:: ASSIGNED TASK ::
Using the records below, report how many lines hold "ignored", with no extra text.

Stored data
****************
PR #5150, opened 2024-11-23
dev: simplify sort results processors

ldez:
The package `cmp` has been added in go1.22 and allows the `SortResults` processor to be simplified.

Related to #4467


pkg/result/processors/sort_results.go
```diff
@@ -57,171 +62,56 @@ func (p SortResults) Process(issues []result.Issue) ([]result.Issue, error) {
...
 
-type compareResult int
-
-const (
-	less compareResult = iota - 1
-	equal
-	greater
-	none
-)
+type issueComparator func(a, b *result.Issue) int
```
bombsimon, line 87: nit: Now that the `cosnt` block is at the top and `issueComparator` is used in the first type `SortResults` on LOC 32, can we move this to the top as well on L31 or something?

bombsimon (approved):
Nice! LGTM! 🎉

pkg/result/processors/sort_results.go
ldez: I moved it :+1:

PR #5200, opened 2024-12-06
docs: Ignore previously ignored contributors

bombsimon:
Followup from #5148. It's now supported to filter out users since https://github.com/opencollective/contributors-svg/pull/68 got merged so this will restore the previously ignored users + add `dependabot[bot]`.


ldez (approved):
LGTM :+1:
****************
:: RESULT ::
2